Value Proposition
· Drug-sensitive TrkB receptors: F616A mutation creates unique binding pocket allowing selective inhibition by specific small molecules
· BDNF pathway research tool: Enables targeted study of the most clinically relevant neurotrophin signaling pathway in neuropsychiatric disorders
· Selective inhibition capability: Mutant TrkB receptors can be pharmacologically blocked without affecting other kinases or wild-type TrkB
· In vivo research applications: Allows TrkB inhibition studies in living animals across different developmental stages and disease models
Unmet Need
Neuroscience researchers studying BDNF-TrkB signaling lack adequate tools to selectively inhibit TrkB activity in living animal models. Traditional genetic knockout approaches permanently eliminate TrkB function, preventing researchers from studying the specific effects of TrkB inhibition in adult animals or disease contexts.
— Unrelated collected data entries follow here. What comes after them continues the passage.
PR #1164, opened 2024-04-17
Linearlite with PGlite

samwillis:
Enables using Linearlite with PGlite or wa-sqlite by setting the `ELECTRIC_CLIENT_DB` env var to either `wa-sqlite` or `pglite`. This can be done in the `.env` file or any other standard way. It will be embedded into the build so a build will be for one or the other.

To be merged after #1038 with the `electric-sql` rep either pointing at a canary build or a published version.

### DIFF
--- a/examples/linearlite/package.json
+++ b/examples/linearlite/package.json
@@ -30,6 +30,7 @@
     "vite": "vite"
   },
   "dependencies": {
+    "@electric-sql/pglite": "^0.1.4",
     "@firefox-devtools/react-contextmenu": "^5.1.0",
     "@headlessui/react": "^1.7.17",
     "@svgr/plugin-jsx": "^8.1.0",
@@ -46,7 +47,7 @@
     "animate.css": "^4.1.1",
     "classnames": "^2.3.2",
     "dayjs": "^1.11.9",
-    "electric-sql": "^0.9.3",
+    "electric-sql": "file:../../clients/typescript/electric-sql-0.10.1.tgz",
     "fractional-indexing": "^3.2.0",
     "jsonwebtoken": "^9.0.2",
     "lodash.debounce": "^4.0.8",
@@ -62,7 +63,8 @@
     "tiptap-markdown": "^0.8.2",
     "uuid": "^9.0.0",
     "vite-plugin-svgr": "^3.2.0",
-    "wa-sqlite": "github:rhashimoto/wa-sqlite#semver:^0.9.8"
+    "wa-sqlite": "github:rhashimoto/wa-sqlite#semver:^0.9.8",
+    "zod": "^3.22.4"
   },
   "devDependencies": {
     "@databases/pg": "^5.4.1",
--- a/examples/linearlite/package.json
+++ b/examples/linearlite/package.json
@@ -47,7 +47,7 @@
     "animate.css": "^4.1.1",
     "classnames": "^2.3.2",
     "dayjs": "^1.11.9",
-    "electric-sql": "file:../../clients/typescript/electric-sql-0.10.1.tgz",
+    "electric-sql": "^0.10.2-canary.450a65b",
     "fractional-indexing": "^3.2.0",
     "jsonwebtoken": "^9.0.2",
     "lodash.debounce": "^4.0.8",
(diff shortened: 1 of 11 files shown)


examples/linearlite/package.json
```diff
@@ -46,7 +47,7 @@
     "animate.css": "^4.1.1",
     "classnames": "^2.3.2",
     "dayjs": "^1.11.9",
-    "electric-sql": "^0.9.3",
+    "electric-sql": "file:../../clients/typescript/electric-sql-0.10.1.tgz",
```
AntonOfTheWoods, line 50: This is a "special" 0.10.1, right?

samwillis: Yes, i's a local built of the client from this branch. We're nearly there, only a couple of things left to fix.

samwillis: Very very close....

examples/linearlite/src/electric.tsx
```diff
@@ -29,32 +30,70 @@ export const DEBUG = debugParam ? debugParam === 'true' : DEV_MODE || DEBUG_ENV
...
+  return {
+    electric,
+    conn,
+    config,
+  }
+}
+
+export const initElectric = async () => {
+  const electricUrl = ELECTRIC_SERVICE ?? 'ws://localhost:5133'
+  const tabId = uniqueTabId().tabId.slice(0, 8)
```
msfstef, line 75: I've noticed that `uniqueTabId` is not guaranteed to give you a unique id per tab - is there a reason we're not calling this at top level and using it as a global like the discriminator and the lib version? (react strict-mode causes multiple renders and thus sometimes multiple dbs to initialize per tab)

examples/linearlite/src/components/TopFilter.tsx
```diff
@@ -36,12 +36,18 @@ export default function ({
 
   const filteredIssuesCount = issues.length
 
-  const handleSearchInner = debounce((query: string) => {
+  // const handleSearchInner = debounce((query: string) => {
```
msfstef, line 39: nit: can remove commented out code? or if it's there fore debugging maybe add a comment (debounce to avoid crashes when using SQLite or something?)

examples/linearlite/package.json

Current pharmacological inhibitors lack the specificity needed to isolate TrkB effects from other kinase targets, limiting their utility in mechanistic studies.
Technology Description
Researchers at Johns Hopkins developed genetically modified mice carrying an F616A point mutation in the TrkB neurotrophin receptor kinase domain. This mutation alters the ATP-binding pocket of TrkB, making it uniquely susceptible to inhibition by engineered small molecule compounds that do not affect wild-type TrkB or other kinases. The mice provide a research platform for studying BDNF-TrkB pathway function through selective pharmacological intervention.
Stage of Development
These mouse strains have been validated.
Data Availability
· n/a
Publication
Chen X, Ye H, Kuruvilla R, Ramanan N, Scangos KW, Zhang C, Johnson NM, England PM, Shokat KM, Ginty DD. A chemical-genetic approach to studying neurotrophin signaling. Neuron. 2005 Apr 7;46(1):13-21. doi: 10.1016/j.neuron.2005.03.009. PMID: 15820690.